- _Work request_:
Please return all lines of the data below containing the string "code".
Data in this exercise: Begin
Issue #25, opened 2018-02-23
Default Args not implemented.


Teddy-Schmitz:
Hello,

Thanks again for this library.  It seems that default arguments in the graph schema isn't implemented?

`blockchain(limit: Int = 10): BlockchainConnection!`

Generates code that has limit as `*int` but I would expect it to be an `int` that sets it to 10 or the passed in value.

Teddy-Schmitz:
O and I guess for reference, what I am currently doing is converting a toy project I wrote a few weeks ago using neelance/graph-go to this project before we evaluate switching over our main production application as we like the features this supports.

Thanks again for sharing thisl ibrary!

vektah:
Is the toy project public? If so, would you mind If i linked to it as an example?

Teddy-Schmitz:
thanks for getting this in so quickly, its not public right now but if that changes I'll let you know.

PR #406, opened 2018-11-01
Use value type if default value

millerlogic:
Hi,

If a default value is present, I'd like it to use a value type:

```graphql
type Query {
    items(limit: Int = 10): ItemList!
}
```
to generate:

```go
func (r *queryResolver) Items(ctx context.Context, limit int) (ItemList, error) {
// ...
```

I was hoping doing ```limit: Int! = 10``` (required type with default value) would suffice, and it sort of did, but the playground web UI returned errors when I didn't explicitly provide a limit value.

I believe I've used other go code generators that switch to value types when default values are present.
Data in this exercise: End
- _Response area_:
Generates code that has limit as `*int` but I would expect it to be an `int` that sets it to 10 or the passed in value.
I believe I've used other go code generators that switch to value types when default values are present.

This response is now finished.